Did you know that calcium slows down the signs of aging? Having soft, smooth, and clear skin requires a lot of hard work, care, and attention. Many spend a huge amount of money on facial wash, toner, moisturizer, sunscreen, facial creams, and even certain medical procedures to keep looking young and fresh. But, by taking more calcium through a calcium-rich diet, you can improve your skin health, promote the production of your skin’s natural oil, keep your skin hydrated, remain wrinkle and blemish-free for many years, and avoid premature aging.

  1. Brain function

Did you know that calcium can enhance your memory and brain health? Calcium acts as a messenger for signals that travel between cells. It facilitates a variety of neuronal functions, including phosphorylation, neuronal excitability, neurotransmitter synthesis, and neurotransmitter release. According to various research studies, it is also a key part of long-term brain processes, such as memory, and it is involved in slowing down symptoms of brain aging.

What happens if you do not have enough calcium in the body?

Calcium deficiency is a condition characterized by not having sufficient calcium. Also called hypocalcemia, it can cause certain health problems that usually affect the bones.

Some common early signs and symptoms of calcium deficiency are:

  • leg muscle crampMuscle cramps
  • Muscle spasms and aches
  • Reduced energy levels
  • Extreme fatigue
  • Dry skin
  • Persistent skin itching
  • Skin blisters or redness
  • Psoriasis
  • Eczema
  • Dry, brittle, or broken fingernails and/or toenails
  • Hair loss
  • Alopecia

Moreover, if a child lacks calcium, they may not grow to their full potential height, and be shorter than other kids their age. In the case of adults, a lack of calcium may lead to reduced bone mass, increasing their risk of bone injuries, osteoporosis, and other bone disorders.

How is calcium deficiency treated?

If you experience any of the calcium deficiency symptoms listed above, you should go see your doctor right away. You have to get a doctor’s prescription to take calcium supplements to boost your body’s calcium levels.

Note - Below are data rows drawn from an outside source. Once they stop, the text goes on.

PR #5454, opened 2025-05-01
`<flat_map>`: move invariants preserving

AlexGuteniev:
There are some situations to care about:
 * The comparator should always be copied, not ever moved, since moved out comparator may not satisfy invariants as it may not be able to compare at all (consider moved-out `std::function`)
 * The keys and values size should always be equal, even for moved-out container when exception is thrown. The easiest way to accomplish that is to clear both in a scope guard
 * For assignment, need to care about the target object as well

The PR addresses these situations as follows:
 * Turn `_Flat_map_base(_Derived&& _Other)` to actual move constructor
 * Add copy and move assignment operators
 * In `noexcept()` of move constructor and move-with-allocator constructor ask for both noexcept-copy (as we need it) and noexcept-move (as per spec, there is a test for that)
 * Rely on `extract()` to keep container size invariant (pre-existing)
 * Move `extract()` target object, the result is rvalue enough
 * For move-with-allocator constructor add a special implementation of `extract()`
 * Always copy comparator in mentioned constructors
 * Always copy assign comparator in move-assignment
 * Use guards in assignments to preserve target invariants on exception

The following were not addressed for now:
 * Add own coverage for that. Specifically, we apparently have no coverage for assignment target invariants
 * Look if anything is wrong with `<flat_set>` in this regard

### DIFF
--- a/stl/inc/flat_map
+++ b/stl/inc/flat_map
@@ -442,17 +442,13 @@ public:
         : _Flat_map_base(_Tag, _Ilist, key_compare(), _Alloc) {}
 
     // Copy constructors
-    _Flat_map_base(const _Flat_map_base& _Other)
-        : _Key_compare(static_cast<const _Flat_map_base&>(_Other)._Key_compare),
-          _Data(static_cast<const _Flat_map_base&>(_Other)._Data) {}
+    _Flat_map_base(const _Flat_map_base& _Other) : _Key_compare(_Other._Key_compare), _Data(_Other._Data) {}
 
     template <_Usable_allocator_for<key_container_type, mapped_container_type> _Allocator>
-    _Flat_map_base(const _Derived& _Other, const _Allocator& _Alloc)
-        : _Key_compare(static_cast<const _Flat_map_base&>(_Other)._Key_compare),
-          _Data{.keys = _STD make_obj_using_allocator<key_container_type>(
-                    _Alloc, static_cast<const _Flat_map_base&>(_Other)._Data.keys),
-              .values = _STD make_obj_using_allocator<mapped_container_type>(
-                  _Alloc, static_cast<const _Flat_map_base&>(_Other)._Data.values)} {}
+    _Flat_map_base(const _Flat_map_base& _Other, const _Allocator& _Alloc)
+        : _Key_compare(_Other._Key_compare),
+          _Data{.keys = _STD make_obj_using_allocator<key_container_type>(_Alloc, _Other._Data.keys),
+              .values = _STD make_obj_using_allocator<mapped_container_type>(_Alloc, _Other._Data.values)} {}
 
     // Move constructors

Normally, doctors recommend the following calcium supplements:

  • Calcium citrate

This supplement has the highest absorption rate compared to the others

  • Calcium carbonate

This contains the most elemental calcium and the least costly among the different options

  • Calcium phosphate

This can also be easily absorbed by the body and does not cause bowel movement issues

Again, do not attempt to self-medicate. These calcium supplements may cause negative reactions if you are taking certain medications, such as blood pressure beta-blockers, antacids that contain aluminum, estrogen medications, and diuretics. Go talk to your doctor and secure their approval.